Would a table need to be setup for the distribution group(s)?


----------



## OBP (Mar 8, 2005)

I would add an "email" check box field to your current table (if you have one) then a Form to tick them for selecting who you want to sedn it to.
Or you could set up a "Groups" Table where you have group names, like "relations" & "friends" which you can then have a rletaed table with the names of the email recipients in. You would then just select a Group to send the email to.


----------



## computerman29642 (Dec 4, 2007)

OBP said:


> I would add an "email" check box field to your current table (if you have one) then a Form to tick them for selecting who you want to sedn it to.
> Or you could set up a "Groups" Table where you have group names, like "relations" & "friends" which you can then have a rletaed table with the names of the email recipients in. You would then just select a Group to send the email to.


I like the idea of selecting a group to send the e-mail.

How would I go about doiung that?


----------



## OBP (Mar 8, 2005)

Create a Table of Groups, with GroupID (Autonumber) and Group Name Fields, you could have a Group Description field as well if you like.
You then need a Recipients Table with a RecipientID, Recipient name and GroupID (Number type long) fields.
Link the 2 tables via the GroupID fields.
Have a query with the 2 tables to list all the recipients for a Group.


----------



## computerman29642 (Dec 4, 2007)

OBP said:


> Create a Table of Groups, with GroupID (Autonumber) and Group Name Fields, you could have a Group Description field as well if you like.
> You then need a Recipients Table with a RecipientID, Recipient name and GroupID (Number type long) fields.
> Link the 2 tables via the GroupID fields.
> Have a query with the 2 tables to list all the recipients for a Group.
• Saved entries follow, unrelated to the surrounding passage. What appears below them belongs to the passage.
PR #8028, opened 2025-06-11
fix: change session filter subquery to select distinct

RogerHYang:
This change eliminates the join to project_sessions after a user reported that PostgreSQL's query planner was generating an inefficient execution plan. We tested several alternative approaches on the user's PostgreSQL instance, and the query in this PR delivered the best runtime. Note that I was not able to reproduce the issue on my machine--all the different queries we tested performed similarly on my local PostgreSQL instance.

### DIFF
--- a/src/phoenix/server/api/types/Project.py
+++ b/src/phoenix/server/api/types/Project.py
@@ -335,9 +335,9 @@ class Project(Node):
             if time_range.end:
                 stmt = stmt.where(table.start_time < time_range.end)
         if filter_io_substring:
-            filter_subq = (
-                stmt.with_only_columns(distinct(table.id).label("id"))
-                .join_from(table, models.Trace)
+            filter_stmt = (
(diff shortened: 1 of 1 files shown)


src/phoenix/server/api/types/Project.py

I have created the two tables, and the query. How would the two new tables work with my existing table (tblContacts)?


----------



## OBP (Mar 8, 2005)

Well if your Contacts Table contains the email addresses you could use that instead of the Recipients table by adding the GroupID to it. 
Or instead of the Recipients table containing the Contact's Name it could just contain their ID. In that way you could use it as a Many to Many table with Contacts in more than one Group, which sounds like a good option to me.


----------



## computerman29642 (Dec 4, 2007)

> Or instead of the Recipients table containing the Contact's Name it could just contain their ID. In that way you could use it as a Many to Many table with Contacts in more than one Group, which sounds like a good option to me.


I like that option as well.

Would I keep the GroupID in the Recipient Table, or move that to the contacts Table?


----------



## OBP (Mar 8, 2005)

Keep it in the recipients table so that it becomes a Many to Many.


----------



## computerman29642 (Dec 4, 2007)

Here is the structure of my three tables

*Contacts*
ID - Autonumber
First Name
Last Name
E-Mail
etc.

*Recipient*
RecipientID - AutoNumber
GroupID - Long Integer

*Group*
GroupID - AutoNumber
GroupName

Would I need to add the ID field from the Contacts Table to the Recipient Table?


----------



## OBP (Mar 8, 2005)

Yes.


----------



## computerman29642 (Dec 4, 2007)

I will need to build a query based on all three tables...correct?


----------



## OBP (Mar 8, 2005)

you need a Form to enter the Groups and Contacts in to the Recipients table and as you say a query to output all the data for the list of contacts in a group.
It must include the email address.


----------



## computerman29642 (Dec 4, 2007)

I have a form setup now to enter a new contact. Could I modify that form to do what you have described?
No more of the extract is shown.